なんだかんだ子どものことに追われて毎日をやり過ごしていた、そんなあるお正月、姑が自宅玄関、私の目の前で倒れました。脳梗塞でした。長男が小学校卒業直前、末っ子は幼稚園卒園直前でした。3人の子どもたちの幼稚園の送り迎えを終え、これからは少しは自分のことに時間が使えるかな?などと、期待に胸をふくらませていた矢先、突然の介護生活に突入です。右半身麻痺と失語が後遺症でした。右手は全く感覚が無く力も入らない状態でしたが、姑は懸命のリハビリの末、自分の意思をかろうじて伝えられるようになり、自力歩行もできるまでに回復し帰宅しました。しかし自宅療養1年目に、室内で転び大腿骨を骨折、そのときから自力でベッドから離れる事ができなくなり、生活のすべてに介助が必要な状態になったのです。私の生活は子育てどころではない介護の現実へと送り込まれたのでした。一緒に生活していると日常生活の些細なことや子育てについてなど、あらゆる場面で価値観の違いに苦しんでいましたし、寝たきりになった姑は言葉もどんどん出なくなり、イライラをぶつけてくることも度々で、その人の為に自分の生活のすべての自由が奪われたような気持ちになって、精神的に追い込まれていきました。同じ時期、中学生になった長男も思春期を迎え、反抗的で、何を言っても理解してくれない宇宙人を相手にしているようで、私は闇の中をもがくような毎日を送っていました。まるで、出口の見えないトンネルの中にいるようでした。

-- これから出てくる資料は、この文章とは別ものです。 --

PR #3847, opened 2016-11-04
Add Magic Tag reference for Templates

sc0ttkclark:
We should add brief information about the magic tags on the Template screen.

### DIFF
--- a/components/Templates/class-pods_templates.php
+++ b/components/Templates/class-pods_templates.php
@@ -212,6 +212,13 @@ class Pods_Templates_Frontier {
 			'slug' => 'pod_reference',
 			'groups' => array()
 		) );
+		add_meta_box( 'pod_reference', __( 'Magic Tag Reference', 'pods' ), array(
+			$this,
+			'render_metaboxes_custom'
+		), '_pods_template', 'side', 'default', array(
+			'slug' => 'tag_reference',
+			'groups' => array()
+		) );
 
 	}
 


sc0ttkclark:
Need content added to https://github.com/pods-framework/pods/blob/feature/magic-tag-reference-for-templates/components/Templates/includes/element-tag_reference.php

sc0ttkclark:
Pending some work by Jim to add some content in that file.

jimtrue:
In reference to this, should we point them to our documentation and where exactly on the screen would this show up? (ie how much room do we have for content?)

jimtrue:
ie, if it's in the 'help' viewer, we could put a good document up there, but don't know if that's the preferred method going forward for stuff like this. It makes sense to me, but not sure if that feature is being 'phased' out.

sc0ttkclark:
This is in a new meta box, it would appear to the right side as well I believe.

jimtrue:
Well, thinking forward for something like this, ideally in a UX, if it's in a meta box, it should actually 'populate' the template into the Template Editor, ie 

tag-meta-box

And selecting one of those would automatically push the template into the editor with the cursor where you'd want to put your IF or EACH field (preferably also allowing you to auto-complete, which doesn't work at present, because it wouldn't have an @ in front of it.

jimtrue:
@sc0ttkclark What format does this need to be in? Markdown? I want to link out to our doc pages (since they won't be moving for those Template Tags).

sc0ttkclark:
Format on this should be in HTML

components/Templates/class-pods_templates.php
```diff
@@ -221,6 +221,15 @@ public function add_metaboxes( $slug, $post = false ) {
 				'groups' => array(),
 			)
 		);
+		add_meta_box(
+			'pod_reference', __( 'Magic Tag Reference', 'pods' ), array(
```
tr1b0t: * :no_entry_sign: Only one argument is allowed per line in a multi-line function call
* :no_entry_sign: Only one argument is allowed per line in a multi-line function call

<sub>hash: 1c0d3fc2ebfa87e21348bfb2133f0c3f</sub>

components/Templates/class-pods_templates.php
```diff
@@ -221,6 +221,15 @@ public function add_metaboxes( $slug, $post = false ) {
...
+				$this,
+				'render_metaboxes_custom'
```
tr1b0t: * :no_entry_sign: Comma required after last value in array declaration
* :no_entry_sign: Each array item in a multi-line array declaration must end in a comma

<sub>hash: fa322500090b9ad482beacd9020a39fa</sub>

components/Templates/class-pods_templates.php
```diff
@@ -221,6 +221,15 @@ public function add_metaboxes( $slug, $post = false ) {
...
+			), '_pods_template', 'side', 'default', array(
```
tr1b0t: * :no_entry_sign: Only one argument is allowed per line in a multi-line function call
* :no_entry_sign: Only one argument is allowed per line in a multi-line function call
* :no_entry_sign: Only one argument is allowed per line in a multi-line function call
* :no_entry_sign: Only one argument is allowed per line in a multi-line function call

<sub>hash: ba6f6be3ab04cb9a717e310cbe508868</sub>

components/Templates/class-pods_templates.php
```diff
@@ -221,6 +221,15 @@ public function add_metaboxes( $slug, $post = false ) {
...
+				'slug' => 'tag_reference',
```
tr1b0t: :warning: Array double arrow not aligned correctly; expected 3 space(s) between "'slug'" and double arrow, but found 1.

<sub>hash: 4dcc1798e03a9e42e644225566a6026f</sub>

components/Templates/class-pods_templates.php
```diff
@@ -221,6 +221,15 @@ public function add_metaboxes( $slug, $post = false ) {
...
+				'groups' => array()
```
tr1b0t: * :no_entry_sign: Each line in an array declaration must end in a comma
* :no_entry_sign: Each array item in a multi-line array declaration must end in a comma

<sub>hash: 4ff5747177efdf40a6f983794bc3282a</sub>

その頃、妹が神様と出会い、キリスト教の洗礼を受けたと聞いて、家のすぐ近くであるという理由だけで選んだ子どもたちの幼稚園が教会の付属であったのも不思議な導きでもあると感じ、聖書を学びたいと思いました。現在、籍をおく鎌倉深沢教会に初めて訪れたとき、暖かく迎え入れてくださった牧師先生と親しく接してくれた姉妹の雰囲気も大いに影響していたのでしょうが、瞬時にして神様の臨在を全身で感じました。受け入れられた!という感覚だったように思います。聖書に書かれているイエスキリストの復活、預言や様々な出来事は、そのまますぐには理解はできませんでしたが、み言葉に触れるとき、毎週のように涙がこぼれ、言葉にはできない重荷が次々と下ろされて行くのが実感でき、イエスキリストを救い主と受け入れ、受洗いたしました。主を知ってしまったからこそ、自分の心の醜さや頑なさを思い知らされる事もたびたびで、こんな事なら神様なんて知らなかった方が良かったと思った事も何度もありましたが、神様を知らなかった頃に戻ることはできません。神様は私の手を離される事はありませんでした。そのままのあなたでいいのだよ!愛しているよ!と絶えず神様は慰めてくれました。
8年続いた介護の生活の間には、あれほど手を焼いた息子が私の留守中にはおばあちゃんの食事を運んでくれたり、オムツを替えてくれることもありました。姑の介護という状況を家族全員で通る事によって、お互いを思いやるという、とても大切な心を育てられたのだと思います。これ以上ない神様からの大きなプレゼントです。